### THE TASK:
Each line below is to be written out once more, precisely as given.

Collected data entries
____
PR #182, opened 2017-01-17
Fix incorrect slicing during application of wavelet filter

JoostJM:
Due to some slicing errors, the wavelet filter resulted in a 90deg rotation and a mirroring along one axis. This resulted in that the labelmaps did not align with the ROI anymore, causing the wavelet features to be incorrectly calculated.

This PR addresses this error by recoding the slicing during wavelet decomposition. Results have been checked visually. I'll add some examples later.

### DIFF
--- a/radiomics/imageoperations.py
+++ b/radiomics/imageoperations.py
@@ -251,13 +251,13 @@ def applyThreshold(inputImage, lowerThreshold, upperThreshold, insideValue=None,
 def swt3(inputImage, wavelet="coif1", level=1, start_level=0):
   matrix = sitk.GetArrayFromImage(inputImage)
   matrix = numpy.asarray(matrix)
-  data = matrix.copy()
-  if data.ndim != 3:
+  if matrix.ndim != 3:
     raise ValueError("Expected 3D data array")
 
   original_shape = matrix.shape
   adjusted_shape = tuple([dim + 1 if dim % 2 != 0 else dim for dim in original_shape])
-  data = numpy.resize(data, adjusted_shape)
+  data = matrix.copy()
+  data.resize(adjusted_shape, refcheck=False)
 
   if not isinstance(wavelet, pywt.Wavelet):
     wavelet = pywt.Wavelet(wavelet)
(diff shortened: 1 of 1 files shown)


JoostJM:
Original

original

LLL: Image is flipped and rotated --> This is due to incorrect slicing

wavelet_lll_old

LLH: Bottom slice is somehow 'copied' / filtered and inserted over the top slice --> This is due to the wavelet transform by the pywavelet package, will look into this further...

wavelet_llh_old

JoostJM:
Tests of the pywavelet functions (using Haar wavelet): 

Test1, length = 8
In: [5 4 3 0 0 0 0 0]
Out-H: [ 6.364   4.9497  2.1213  0.      0.      0.      0.      3.5355]
Out-L: [ 0.7071  0.7071  2.1213  0.      0.      0.      0.     -3.5355]

Test2, length = 6
In: [5 4 3 0 0 0]
Out-H: [ 6.364   4.9497  2.1213  0.      0.      3.5355]
Out-L: [ 0.7071  0.7071  2.1213  0.      0.     -3.5355]

Test3, reverse
In: [0 0 0 0 0 3 4 5]
Out-H: [ 0.      0.      0.      0.      2.1213  4.9497  6.364   3.5355]
Out-L: [ 0.      0.      0.      0.     -2.1213 -0.7071 -0.7071  3.5355]

Test4, reverse with extra padding
In: [0 0 0 0 0 3 4 5 0 0]
Out-H: [ 0.      0.      0.      0.      2.1213  4.9497  6.364   3.5355  0.      0.    ]
Out-L: [ 0.      0.      0.      0.     -2.1213 -0.7071 -0.7071  3.5355  0.      0.    ]

Test5, discreet instead of stationary wavelet transform
In: [5 4 3 0 0 0 0 0]
Out-H: [ 6.364   2.1213  0.      0.    ]
Out-L: [ 0.7071  2.1213  0.      0.    ]

The value of 3.5355 is equal to 1/sqrt(2) * (5 + 0), i.e. looks like it wraps around for the last index:
1/sqrt(2) * (index[-1] + index[0]) for L, 1/sqrt(2) * (index[-1] + index[0]) for H

JoostJM:
Got a response from pywavelets: This duplication 'error' is intentional, as it is their way of handling edges: swt is forced to `periodization`, which appends copies of the array.
Furthermore, in swt, the wavelets overlap (i.e. first index in Haar is calculated using inidces 0 and 1, 2nd using 1 and 2, etc.), but with dwt there is no overlap. If I understand correctly, this is different from just upsampling the filter coefficients, correct?

I will look at the matlab code to see if I can find how the wavelets were calculated before...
____
### RESULT OF THIS EXERCISE:
PR #182, opened 2017-01-17
Fix incorrect slicing during application of wavelet filter

JoostJM:
Due to some slicing errors, the wavelet filter resulted in a 90deg rotation and a mirroring along one axis. This resulted in that the labelmaps did not align with the ROI anymore, causing the wavelet features to be incorrectly calculated.

This PR addresses this error by recoding the slicing during wavelet decomposition. Results have been checked visually. I'll add some examples later.

### DIFF
--- a/radiomics/imageoperations.py
+++ b/radiomics/imageoperations.py
@@ -251,13 +251,13 @@ def applyThreshold(inputImage, lowerThreshold, upperThreshold, insideValue=None,
 def swt3(inputImage, wavelet="coif1", level=1, start_level=0):
   matrix = sitk.GetArrayFromImage(inputImage)
   matrix = numpy.asarray(matrix)
-  data = matrix.copy()
-  if data.ndim != 3:
+  if matrix.ndim != 3:
     raise ValueError("Expected 3D data array")
 
   original_shape = matrix.shape
   adjusted_shape = tuple([dim + 1 if dim % 2 != 0 else dim for dim in original_shape])
-  data = numpy.resize(data, adjusted_shape)
+  data = matrix.copy()
+  data.resize(adjusted_shape, refcheck=False)
 
   if not isinstance(wavelet, pywt.Wavelet):
     wavelet = pywt.Wavelet(wavelet)
(diff shortened: 1 of 1 files shown)


JoostJM:
Original

original

LLL: Image is flipped and rotated --> This is due to incorrect slicing

wavelet_lll_old

LLH: Bottom slice is somehow 'copied' / filtered and inserted over the top slice --> This is due to the wavelet transform by the pywavelet package, will look into this further...

wavelet_llh_old

JoostJM:
Tests of the pywavelet functions (using Haar wavelet): 

Test1, length = 8
In: [5 4 3 0 0 0 0 0]
Out-H: [ 6.364   4.9497  2.1213  0.      0.      0.      0.      3.5355]
Out-L: [ 0.7071  0.7071  2.1213  0.      0.      0.      0.     -3.5355]

Test2, length = 6
In: [5 4 3 0 0 0]
Out-H: [ 6.364   4.9497  2.1213  0.      0.      3.5355]
Out-L: [ 0.7071  0.7071  2.1213  0.      0.     -3.5355]

Test3, reverse
In: [0 0 0 0 0 3 4 5]
Out-H: [ 0.      0.      0.      0.      2.1213  4.9497  6.364   3.5355]
Out-L: [ 0.      0.      0.      0.     -2.1213 -0.7071 -0.7071  3.5355]

Test4, reverse with extra padding
In: [0 0 0 0 0 3 4 5 0 0]
Out-H: [ 0.      0.      0.      0.      2.1213  4.9497  6.364   3.5355  0.      0.    ]
Out-L: [ 0.      0.      0.      0.     -2.1213 -0.7071 -0.7071  3.5355  0.      0.    ]

Test5, discreet instead of stationary wavelet transform
In: [5 4 3 0 0 0 0 0]
Out-H: [ 6.364   2.1213  0.      0.    ]
Out-L: [ 0.7071  2.1213  0.      0.    ]

The value of 3.5355 is equal to 1/sqrt(2) * (5 + 0), i.e. looks like it wraps around for the last index:
1/sqrt(2) * (index[-1] + index[0]) for L, 1/sqrt(2) * (index[-1] + index[0]) for H

JoostJM:
Got a response from pywavelets: This duplication 'error' is intentional, as it is their way of handling edges: swt is forced to `periodization`, which appends copies of the array.
Furthermore, in swt, the wavelets overlap (i.e. first index in Haar is calculated using inidces 0 and 1, 2nd using 1 and 2, etc.), but with dwt there is no overlap. If I understand correctly, this is different from just upsampling the filter coefficients, correct?

I will look at the matlab code to see if I can find how the wavelets were calculated before...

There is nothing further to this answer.